PR #2023, opened 2019-09-26
Update examples/java-agent plugin versions

briandealwis:
Update plugin versions for `examples/java-agent`, and tweak the example to listen on `$PORT` if provided, as provided by Cloud Run.

### DIFF
--- a/examples/java-agent/pom.xml
+++ b/examples/java-agent/pom.xml
@@ -11,8 +11,8 @@
     <project.build.sourceEncoding>UTF-8</project.build.sourceEncoding>
     <jib-maven-plugin.version>1.6.1</jib-maven-plugin.version>
     <maven-compiler-plugin.version>3.8.0</maven-compiler-plugin.version>
-    <download-maven-plugin.version>1.4.1</download-maven-plugin.version>
-    <git-commit-id-plugin.version>2.2.5</git-commit-id-plugin.version>
+    <download-maven-plugin.version>1.4.2</download-maven-plugin.version>
+    <git-commit-id-plugin.version>3.0.1</git-commit-id-plugin.version>
 
     <!-- agents will be extracted relative to this build location -->
     <agent-extraction-root>${project.build.directory}/jib-agents</agent-extraction-root>
@@ -28,12 +28,12 @@
     <dependency>
       <groupId>com.sparkjava</groupId>
       <artifactId>spark-core</artifactId>
-      <version>2.7.2</version>
+      <version>2.9.1</version>
     </dependency>
     <dependency>
       <groupId>org.slf4j</groupId>
       <artifactId>slf4j-simple</artifactId>
-      <version>1.7.21</version>
+      <version>1.7.28</version>
     </dependency>
   </dependencies>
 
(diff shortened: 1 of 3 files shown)


examples/java-agent/src/main/java/example/HelloWorld.java
```diff
@@ -17,9 +17,14 @@
 package example;
 
 import static spark.Spark.get;
+import static spark.Spark.port;
```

### HOW TO COMPLETE THIS TASK
Lines holding the string "static" are the answer; copy each one from the listing above.

### THE COMPLETED TASK
 import static spark.Spark.get;
+import static spark.Spark.port;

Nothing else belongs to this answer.